You're wrapping up an engagement where you uploaded webshells and created test accounts. What must you do?
Short answer
Professional engagements end with full cleanup and an artifact inventory, so you don't leave new attack surface or muddy the client's environment. Leaving shells or accounts for the client to find is negligent and dangerous — a real attacker could reuse them. Keeping a backdoor 'for next time' is unethical and likely illegal. Deleting your own activity logs destroys the audit trail the client needs to validate the test and reconstruct what you did.
Everything you plant during a test — webshells, accounts, scheduled tasks, uploaded tools, config changes — is new attack surface. Leaving any of it behind makes the client less secure than before you arrived, the opposite of the engagement's purpose.
Why full cleanup plus an inventory is correct
Two things must happen at close-out. First, remove every artifact you created: shells, test accounts, scheduled tasks, dropped files, and any temporary configuration changes, restoring systems to their prior state. Second, hand the client a written inventory of everything you created, modified, or touched — ideally tracked live during the test so nothing is forgotten. The inventory lets the client independently verify cleanup, reconcile the changes against their own logs, and confirm nothing was missed. This is the disciplined close that distinguishes a professional from someone who just got in.
Why the other options are wrong
- Leave them for the client to find. This offloads your mess and your risk onto the client. A real attacker scanning the environment could discover and reuse your shell or account — you would have created a live foothold.
- Keep one backdoor for next time.

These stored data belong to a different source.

PR #1802, opened 2026-08-30
feat(seo): enable hybrid rendering for public routes

### LINKED ISSUE #1787: feat(seo): enable hybrid rendering for public routes

NabbeunNabi:
## Summary
- Stacked on #1800 (`brammer/remove-ssr-blockers`). Do not merge until that PR lands.
- Sets `ssr: true` and prerenders public pages (`/`, `/about`, `/terms`, `/privacypolicy`, `/submit`) so crawlers get real HTML (`<h1>` + body text). Keeps the current static Netlify `nuxi generate` model; ISR would need a server runtime (see #1787).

Maintaining covert access after the engagement ends is unethical and, in most jurisdictions, unauthorized access — a crime. It also shatters the trust the whole relationship depends on.
- Delete your activity logs. Your logs are part of the deliverable: they let the client correlate your activity, validate findings, and separate your actions from any real attacker's. Destroying the audit trail looks like covering your tracks and undermines the test's credibility.

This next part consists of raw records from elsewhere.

PR #1806, opened 2026-09-01
fix(seo): give every page a unique, branded title

### LINKED ISSUE #1783: fix(seo): titleTemplate drops the brand name from every page title
# Problem

`nuxt.config.ts:36-37`:

```ts
titleTemplate: 'Health Services in Japan',   // no %s placeholder
title: SITE_TITLE,                            // 'Find a Doc, Japan!' — discarded
```

A `titleTemplate` without a `%s` placeholder replaces the title outright rather than wrapping it. The live site confirms this:

```
$ curl -s https://www.findadoc.jp/ | grep -o '<title>[^<]*</title>'
<title>Health Services in Japan</title>
```

**No page on the site has "Find a Doc" in its title tag.** Branded searches do not match the title, and every page shares one identical title, so even once pages are indexable they cannot be told apart in results.

# Success

Every public page has a unique, descriptive title that includes the brand name.

### Requirements

- [ ] `titleTemplate` uses a `%s` placeholder, e.g. `'%s | Find a Doc, Japan'`
- [ ] Each public page sets its own `title` — index, about, submit, terms, privacypolicy
- [ ] The homepage title reads naturally and is not doubled up (`titleTemplate` should not produce "Find a Doc, Japan | Find a Doc, Japan")
- [ ] Titles stay under ~60 characters so they are not truncated in results
- [ ] Verified by curling each public page in a preview deploy

# Implementation notes

Set per-page titles with `useHead({ title: ... })` in each page's `<script setup>`. Note only three pages currently call `definePageMeta`, and all three set `layout` only — there is no existing per-page head convention to follow, so this ticket establishes one.

Titles should be translated rather than hardcoded English — see #1796. If #1796 lands first, wire titles through `t()` from the start.

9426Haruka:
## Problem

`titleTemplate` had no `%s` placeholder, so it replaced the title outright on every page. The result (verified on the live site in #1783): every public page shared the single title `Health Services in Japan`, and the brand name "Find a Doc" never appeared in any `<title>` tag.

Closes #1783

## Approach

1. **Global template moved to runtime.** Function-style `titleTemplate` must be set at runtime (via `useHead` in `app.vue`), because head config from `nuxt.config.ts` is serialized into the app manifest and functions are dropped there. I verified this: a function template in `nuxt.config.ts` silently never applied, while the same function in `app.vue` works for every page.

   A string template (`'%s | Find a Doc, Japan!'`) cannot be used alone, because pages without an explicit title then render a broken `" | Find a Doc, Japan!"`. I tested all three combinations locally:

   | Config | Result |
   |---|---|
   | `%s` string + no page title | `"< \| Find a Doc, Japan!"` (broken) |
   | `%s` string + global `title: SITE_TITLE` | `"Find a Doc, Japan! \| Find a Doc, Japan!"` (doubled) |
   | function + no page title | `"Find a Doc, Japan!"` (clean fallback) ✅ |

   The function template handles both cases: pages with a title get wrapped with the brand, pages without fall back to the brand alone. This also removes the global `title` entry that would produce a doubled title once SSR lands (#1787).

2. **Per-page titles.** Each public page (`index`, `about`, `submit`, `terms`, `privacypolicy`) now sets its own title via `useHead({ title: () => t('pageMeta.*') })`, reactive to locale changes. This establishes the per-page head convention the issue asked for — the repo previously had zero `useHead` usages.

3. **Translated titles.** Added a `pageMeta` namespace with translations for all 10 locales (en, ja, cn, de, fr, it, pt, ru, tl, vi), rather than hardcoding English. `SITE_TITLE` was also extracted to `utils/site.ts` so the brand name has a single source of truth shared by `nuxt.config.ts` and `app.vue`.

## Verification

Ran locally (`nuxi dev`) and read `document.title` for each route:

| Route | Title |
|---|---|
| `/` | `Health Services in Japan \| Find a Doc, Japan!` |
| `/about` | `About Us \| Find a Doc, Japan!` |
| `/submit` | `Submit a Provider \| Find a Doc, Japan!` |
| `/terms` | `Terms of Service \| Find a Doc, Japan!` |
| `/privacypolicy` | `Privacy Policy \| Find a Doc, Japan!` |
| `/my-page` (no explicit title) | `Find a Doc, Japan!` (fallback) |

All titles are unique, include the brand, and stay under 60 characters.

- `yarn lint:ci` ✅ (2 pre-existing a11y warnings in `WelcomeScreen.vue`, untouched by this PR)
- `yarn lint:locales` ✅
- `yarn test:unit` ✅ 47/47

One pre-existing oddity worth noting for the SEO epic: `/login` shows `"Find a Doc, Japan"` (no `!`). I traced it with a `document.title` setter breakpoint — it is written outside of unhead's update cycle, both before and after this change, so I left it out of scope here.

### DIFF
--- a/app.vue
+++ b/app.vue
@@ -7,6 +7,16 @@
 
 <script setup lang="ts">
 import { initializeGqlClient } from './utils/graphql.js'
+import { SITE_TITLE } from '~/utils/site'
 
 initializeGqlClient()
+
+// Wrap each page's title with the brand name. Pages without an explicit
+// title fall back to the brand name alone, so we never render a broken
+// " | Brand" or a doubled "Brand | Brand" title. This must be set at
+// runtime (not in nuxt.config) because function templates are not
+// serializable into the generated app config.
+useHead({
+    titleTemplate: (title?: string) => title ? `${title} | ${SITE_TITLE}` : SITE_TITLE
+})
 </script>
--- a/i18n/locales/cn.json
+++ b/i18n/locales/cn.json
@@ -1,4 +1,11 @@
 {
+  "pageMeta": {
+    "homeTitle": "日本的医疗服务",
+    "aboutTitle": "关于我们",
+    "submitTitle": "提交医疗服务",
+    "termsTitle": "服务条款",
+    "privacyTitle": "隐私政策"
+  },
   "common": {
     "menu": "菜单",
     "siteName": "Find a Doc Japan",
--- a/i18n/locales/de.json
+++ b/i18n/locales/de.json
@@ -1,4 +1,11 @@
 {
+  "pageMeta": {
+    "homeTitle": "Gesundheitsdienstleistungen in Japan",
+    "aboutTitle": "Über uns",
+    "submitTitle": "Anbieter einreichen",
+    "termsTitle": "Nutzungsbedingungen",
+    "privacyTitle": "Datenschutzerklärung"
+  },
   "common": {
     "menu": "Menü",
     "siteName": "Find a Doc Japan",
--- a/i18n/locales/en.json
+++ b/i18n/locales/en.json
@@ -1,4 +1,11 @@
 {
+  "pageMeta": {
+    "homeTitle": "Health Services in Japan",
+    "aboutTitle": "About Us",
+    "submitTitle": "Submit a Provider",
+    "termsTitle": "Terms of Service",
+    "privacyTitle": "Privacy Policy"
+  },
   "common": {
     "menu": "Menu",
     "siteName": "Find a Doc Japan",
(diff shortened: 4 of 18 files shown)


aaronculbert:
Thanks for the interest. Contributions to Findadoc start with an intro in #dev-team on our Slack ([join here](https://find-a-doc.slack.com/join/shared_invite/zt-2lb3j2t1z-O9F4thzcFktqsIXNzzjzHw#/shared-invite/email)) and getting assigned to the issue before opening a PR. Closing this for now. If you join Slack and let us know which issue you'd like to work on, we're happy to review a fresh PR.

For reference, our docs - https://docs.findadoc.jp/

What an interviewer is probing
They want operational maturity: the understanding that a test isn't done when you get access — it's done when the environment is clean and accountable. Bonus signal: tracking artifacts continuously and providing an inventory the client can verify against their telemetry.
Likely follow-ups
- How do you track artifacts during the engagement so cleanup is reliable?
- What belongs in the change inventory you hand to the client?
- Why must you preserve, not delete, your own activity logs?